■ **Material for this exercise**
------------------------------------------------------------------------
PR #338, opened 2018-11-08
module/sched: Sched domain flag changes

valschneider:


devlib/module/sched.py
```diff
@@ -146,29 +162,56 @@ class SchedDomain(SchedProcFSNode):
...
-        "SD_ASYM_CPUCAPACITY"    : 0x0040,  # Groups have different max cpu capacities
-        "SD_SHARE_CPUCAPACITY"   : 0x0080,  # Domain members share cpu capacity
-        "SD_SHARE_POWERDOMAIN"   : 0x0100,  # Domain members share power domain
-        "SD_SHARE_PKG_RESOURCES" : 0x0200,  # Domain members share cpu pkg resources
-        "SD_SERIALIZE"           : 0x0400,  # Only a single load balancing instance
-        "SD_ASYM_PACKING"        : 0x0800,  # Place busy groups earlier in the domain
-        "SD_PREFER_SIBLING"      : 0x1000,  # Prefer to place tasks in a sibling domain
-        "SD_OVERLAP"             : 0x2000,  # sched_domains of this level overlap
-        "SD_NUMA"                : 0x4000,  # cross-node balancing
+        "SD_LOAD_BALANCE" : SchedDomainFlag(
```
douglas-raillard-arm: This dict can avoid repetition of names:
```
SD_FLAGS = {
flag.name: flag for flag in (
SchedDomainFlag(XXX),
SchedDomainFlag(YYY),
...
)}
```

devlib/module/sched.py
```diff
@@ -146,29 +162,56 @@ class SchedDomain(SchedProcFSNode):
...
 
     # Checked to be valid from v4.4
     SD_FLAGS_REF_PARTS = (4, 4, 0)
 
+    def __init__(self, nodes):
+        super(SchedDomain, self).__init__(nodes)
+
+        obj_flags = set()
+        for flag in self.SD_FLAGS.values():
+            if self.flags & flag.value == flag.value:
```
douglas-raillard-arm: self.flags does not seem to be defined yet here.

valschneider: It's built automagically from the parent __init__() when parsing the procfs.

douglas-raillard-arm: In that case, it's probably not a good idea to wildly change the type of something created by the mother class itself. There is no way a base class method will be happy with a set of SchedDomainFlag object if it expects an integer. Creating another attribute seems more appropriate, like `flags_obj` maybe ?

valschneider: The way I've wrote up `SchedProcFSNode` is that you still have access to the "raw" read_tree_file procs, but the object view of the procfs is free to use more sophisticated types.

For instance, the flags for a cpu/domain can be obtained via
```python
sd_info.procfs["cpu0"]["domain0"]["flags"] (int)
```
But a much handier version can be obtained via
```python
sd_info.cpus[0].domains[0].flags (set(SchedDomainFlag))
```

So the base classes can depend on the untouched raw procfs version.

valschneider:
> That will fail if for any reason another instance is used

Seeing how `flags` is rebuilt, there's no reason for that to happen.

> >>> "SD_ASYM_CPUCAPACITY" in domain.flags_str

The reason for having those flags defined in a class dict is to get autocompletion (I only really know 2 of those flags), and you get the `description` if you're unsure as to what the flag is doing. To me that makes more sense to check for inclusion using those pre-defined objects rather than pure strings.

douglas-raillard-arm:
If for example you serialize then deserialize an this `domain` object, this will not work anymore:
```
>>> SchedDomain.SD_FLAGS["SD_ASYM_CPUCAPACITY"] in domain.flags
```
This is quite dangerous as it would fail silently. The string approach fixes that without having to introduce real singletons. If real singletons are needed, it seems a better idea to rely on the enum34 module that should provide a correct implementation of it.

valschneider:
Hmm so I don't know how `enum34` would work for both Python2 & Python3.

Otherwise I could change the objectified `domain.flags` to be a `dict(SchedDomainFlag)`, so we can test by keystring and still have access to a full-fledged object.

setrofim:
There is also an `enum` implementation in WA (which could be moved into `devlib`) that could be use for this:

https://github.com/ARM-software/workload-automation/blob/master/tests/test_utils.py#L98

This will work on Python 2 and 3.

valschneider:
@setrofim I'll have a look, thanks for the pointer.

douglas-raillard-arm:
Looking at WA's enums, it looks like we would have to somehow implement a __reduce_ex__ method for it to make it possible to deserialize instances of the classes `Enum` created on the fly. Alternatively, it is possible to make the classes created with enum() available under a stable name, registered as the classe's `__name__`/`__qualname__` and `__module__`, like what `collections.namedtuple` provide.
The singleton issue would be addressed by using equality comparison, since it WA's `level` implements `__eq__` and `__hash__`.

valschneider:
@douglas-raillard-arm I went the enum34 way

devlib/module/sched.py
```diff
@@ -138,52 +139,74 @@ def __init__(self, nodes):
...
-    SD_ASYM_CPUCAPACITY    = 0x0040  # Groups have different max cpu capacities
-    SD_SHARE_CPUCAPACITY   = 0x0080  # Domain members share cpu capacity
-    SD_SHARE_POWERDOMAIN   = 0x0100  # Domain members share power domain
-    SD_SHARE_PKG_RESOURCES = 0x0200  # Domain members share cpu pkg resources
-    SD_SERIALIZE           = 0x0400  # Only a single load balancing instance
-    SD_ASYM_PACKING        = 0x0800  # Place busy groups earlier in the domain
-    SD_PREFER_SIBLING      = 0x1000  # Prefer to place tasks in a sibling domain
-    SD_OVERLAP             = 0x2000  # sched_domains of this level overlap
-    SD_NUMA                = 0x4000  # cross-node balancing
+    SD_LOAD_BALANCE =        0x0001, "Do load balacing on this domain"
```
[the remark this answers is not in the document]
valschneider: Fixed

marcbonnici:
@douglas-raillard-arm  Are you happy with the changes to the PR?

douglas-raillard-arm:
LGTM

PR #339, opened 2018-11-12
[RFC] Fix quoting

douglas-raillard-arm:
This PR address some quoting issues in various places where a string containing a command is fed to a shell, directly or indirectly e.g. through `su`.

The third commit "escaping: Use pipes.quote instead of escape_*" unifies escaping in devlib so that the strings provided to the library are used as is, without further interpolation. That could break code relying on referencing environment variable in provided strings, and code that manually escapes strings in order to work around that. It should be noted that any calling code can make use of `os.path.expandvars` to interpolate env var, and that devlib seems to use both single and double quoting in various places, without clear documented consistency.

This PR was tested on SSH connections for a LinuxTarget only, so it would benefit from broader testing and/or close code inspection.

The original issue is Target.push/pull, that cannot deal correctly with paths containing `(` and `)`:
```
  File "/home/dourai01/Data/Git/lisa/py3k/modules_root/devlib/target.py", line 313, in push
    self.conn.push(source, dest, timeout=timeout)
  File "/home/dourai01/Data/Git/lisa/py3k/modules_root/devlib/utils/ssh.py", line 191, in push
    return self._scp(source, dest, timeout)
  File "/home/dourai01/Data/Git/lisa/py3k/modules_root/devlib/utils/ssh.py", line 321, in _scp
    command_redacted, e.output))
devlib.exception.HostError: Failed to copy file with '/usr/bin/scp -r -i /tmp/id_rsa  /home/dourai01/Data/Git/lisa/py3k/results/20181112_11:33:24_02ebf5b9de5d48c7a296d1f773596551/PELTTaskTest.test_load_avg_range/PELTTaskTest:test_load_avg_range(allowed_error_pct=ForcedType)/e95235eb4fe34c21837516f51b67fd5b/lisa.env.TestEnv/1/rta_calib-20181112_113350.106580/rta_calib_cpu0.json "root"@"pwrsft-hikey620-1":"/root/devlib-target/rta_calib_cpu0.json"'. Output:
```

### DIFF
--- a/devlib/target.py
+++ b/devlib/target.py
@@ -26,6 +26,7 @@ import threading
 import xml.dom.minidom
 import copy
 from collections import namedtuple, defaultdict
+from pipes import quote
 
 from devlib.host import LocalConnection, PACKAGE_BIN_DIRECTORY
 from devlib.module import get_module
@@ -36,7 +37,7 @@ from devlib.exception import (DevlibTransientError, TargetStableError,
 from devlib.utils.ssh import SshConnection
 from devlib.utils.android import AdbConnection, AndroidProperties, LogcatMonitor, adb_command, adb_disconnect, INTENT_FLAGS
 from devlib.utils.misc import memoized, isiterable, convert_new_lines
-from devlib.utils.misc import commonprefix, escape_double_quotes, merge_lists
+from devlib.utils.misc import commonprefix, merge_lists
 from devlib.utils.misc import ABI_MAP, get_cpu_name, ranges_to_list
 from devlib.utils.types import integer, boolean, bitmask, identifier, caseless_string, bytes_regex
 
@@ -555,7 +556,7 @@ class Target(object):
         raise IOError('No usable temporary filename found')
 
     def remove(self, path, as_root=False):
-        self.execute('rm -rf "{}"'.format(escape_double_quotes(path)), as_root=as_root)
+        self.execute('rm -rf {}'.format(quote(path)), as_root=as_root)
 
     # misc
     def core_cpus(self, core):
@@ -891,7 +892,7 @@ class LinuxTarget(Target):
         pass
 
     def kick_off(self, command, as_root=False):
-        command = 'sh -c "{}" 1>/dev/null 2>/dev/null &'.format(escape_double_quotes(command))
+        command = 'sh -c {} 1>/dev/null 2>/dev/null &'.format(quote(command))
         return self.conn.execute(command, as_root=as_root)
 
     def get_pids_of(self, process_name):
@@ -925,7 +926,7 @@ class LinuxTarget(Target):
             return filtered_result
 
     def list_directory(self, path, as_root=False):
-        contents = self.execute('ls -1 "{}"'.format(escape_double_quotes(path)), as_root=as_root)
+        contents = self.execute('ls -1 {}'.format(quote(path)), as_root=as_root)
         return [x.strip() for x in contents.split('\n') if x.strip()]
 
     def install(self, filepath, timeout=None, with_name=None):  # pylint: disable=W0221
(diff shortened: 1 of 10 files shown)


devlib/utils/ssh.py
```diff
@@ -264,7 +259,7 @@ def _execute_and_wait_for_prompt(self, command, timeout=None, as_root=False, str
             # As we're already root, there is no need to use sudo.
             as_root = False
         if as_root:
-            command = self.sudo_cmd.format(escape_single_quotes(command))
+            command = self.sudo_cmd.format(quote(command))
```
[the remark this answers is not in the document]
douglas-raillard-arm: Maybe we could issue a `warnings.warn()` in the constructor if `sudo_cmd` contains the string `"{}"` or `'{}'`, and replace it by a plain `{}` ? AFAIK `'{}'`/`"{}"` cannot have a different meaning than the placeholder for the command, and we know by construction that we will escape it correctly, so it should at worst lead to less evaluation from the shell (therefore no security issue).

devlib/target.py
```diff
@@ -1359,9 +1361,9 @@ def broadcast_media_mounted(self, dirpath, as_root=False):
         """
```
marcbonnici: Since this method is being quoted it is probably a good idea to quote the file path in the above `broadcast_media_scan_file` as well.

devlib/utils/ssh.py
```diff
@@ -308,12 +303,11 @@ def _scp(self, source, dest, timeout=30):
         # only specify -P for scp if the port is *not* the default.
         port_string = '-P {}'.format(self.port) if (self.port and self.port != 22) else ''
         keyfile_string = '-i {}'.format(self.keyfile) if self.keyfile else ''
-        command = '{} -r {} {} {} {}'.format(scp, keyfile_string, port_string, source, dest)
+        command = '{} -r {} {} {} {}'.format(scp, quote(keyfile_string), port_string, quote(source), quote(dest))
```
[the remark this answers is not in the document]
marcbonnici: I think so and I agree for passwords (unless we could detect something mandatory was missing early ourselves) unlike here where it is optional so it will depend on the situation as to the correct approach.

douglas-raillard-arm:
The PR has now been lightly tested on an Android target (probably not much more than `target.push()` and `target.pull()` however, since it was only a run of the LISA synthetic tests)

devlib/target.py
```diff
@@ -1352,16 +1354,16 @@ def broadcast_media_scan_file(self, filepath):
...
         Force a re-index of the mediaserver cache for the specified file.
         """
-        command = 'am broadcast -a android.intent.action.MEDIA_SCANNER_SCAN_FILE -d file://'
-        self.execute(command + filepath)
+        command = 'am broadcast -a android.intent.action.MEDIA_SCANNER_SCAN_FILE -d {}'
+        self.execute(command.format(quote('file://' + filepath))
```
marcbonnici: There is a missing `)` at the end of this line causing a syntax error.

devlib/utils/misc.py
```diff
@@ -416,24 +417,50 @@ def convert_new_lines(text):
     """ Convert new lines to a common format.  """
     return text.replace('\r\n', '\n').replace('\r', '\n')
 
+def sanitize_cmd_template(cmd):
+    msg = (
+        '''Quoted placeholder should not be used, as it will result in quoting the text twice. {} should be used instead of '{}' or "{}".'''
+    )
+    for unwanted in ('"{}"', "'{}'"):
+        if unwanted in cmd:
+            warnings.warn(msg, stacklevel=2)
```
marcbonnici: Would it be worth adding the cmd itself to the warning to make it a bit more obvious what is causing it?

devlib/utils/misc.py
```diff
@@ -416,24 +417,50 @@ def convert_new_lines(text):
     """ Convert new lines to a common format.  """
     return text.replace('\r\n', '\n').replace('\r', '\n')
 
+def sanitize_cmd_template(cmd):
+    msg = (
+        '''Quoted placeholder should not be used, as it will result in quoting the text twice. {} should be used instead of '{}' or "{}" in the template: '''
```
marcbonnici: Is the message missing the command placeholder?

douglas-raillard-arm: It somehow got lost, I'll concatenate the strings instead, to avoid double curly braces in the message string so it can be grepped more easily

PR #340, opened 2018-11-13
module/cpufreq: Add userspace special case for use_governor()

valschneider:
Frequencies are not considered as governor tunables by
list_governor_tunables(), so add a special case to restore userspace
frequency when using use_governor().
------------------------------------------------------------------------
■ **Work instructions**
Report each line in the preceding entries that holds the string "capacities".

■ **Solution to the exercise**
-        "SD_ASYM_CPUCAPACITY"    : 0x0040,  # Groups have different max cpu capacities
-    SD_ASYM_CPUCAPACITY    = 0x0040  # Groups have different max cpu capacities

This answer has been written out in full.